College life was a real emotional rollercoaster. Problems like choosing a school to attend
or a career to pursue became a daily struggle for me. Since it truly seemed like a ticking time
bomb, I need to identify which is which in order to be able to save myself. The pressure I felt
from myself, my family, and everyone else in my life produced a huge anxiety monster that
follows me everywhere. Some of the questions I kept asking myself were whether I should
pursue this because it is my goal or move forward with this other alternative because it will be
better for me in the long run. I constantly worry because I know that whatever I decide will have
an impact on my future, particularly the job path I will take.

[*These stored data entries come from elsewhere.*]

PR #2611, opened 2024-05-13
[ECP-9092] - Remove redundant loadCheckoutComponent call on initialization to rely on observer updates

raoulritter:
**Description**

This commit removes the immediate invocation of `loadCheckoutComponent` during the module initialization.  The component will now rely solely on the observer's updates to trigger this function.

**Tested scenarios**

Tested the checkout process using both HPP and  CC PMs. 

Fixes

### DIFF
--- a/Test/Unit/Model/Config/Backend/DonationAmountsTest.php
+++ b/Test/Unit/Model/Config/Backend/DonationAmountsTest.php
@@ -52,7 +52,7 @@ class DonationAmountsTest extends \PHPUnit\Framework\TestCase
     public function testValidateDonationAmounts($donationAmounts, $expectedResult)
     {
         $result = $this->donationAmounts->validateDonationAmounts(explode(',', $donationAmounts));
-        $this->assertEquals($result, $expectedResult);
+        $this->assertEquals($expectedResult, $result);
     }
 
     public static function donationAmountsProvider()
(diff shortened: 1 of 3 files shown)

One of the most significant choices you will make in life is your career. Much more is
involved than simply determining what you will do for a living. Consider how much time we
spend at work to begin with. Approximately 71% of the year is spent at work and if we are not
happy with the path that we have chosen, it will take a toll with our health. We will burnout
because we don’t love what we are doing anymore. We will become toxic to all people around
us. I am hoping that whatever I have chosen is, it will be opposite of what my questions today
are.
Every decision we make in life affects our future, so if we choose something now that we
later regret, we are being unjust to ourselves. You are denying the future person what they
deserve. I was uneasy with the choices I was making when I thought about this subject. Am I
acting rashly? Am I being pretentious with the decisions I made regarding how to stand?
Sincerely, I don't know. I am interested in seeing how these decisions will affect my future. I'm
not sure if all the chances I deliberately choose to take with my life will be worthwhile in the long
run. I'm not sure if I'm helping or hurting myself, but who knows what the future may hold. I just
want to express my sincere gratitude for the ability to follow the path I do now. I am powerful
because I was able to stand up to the repercussions of my decisions.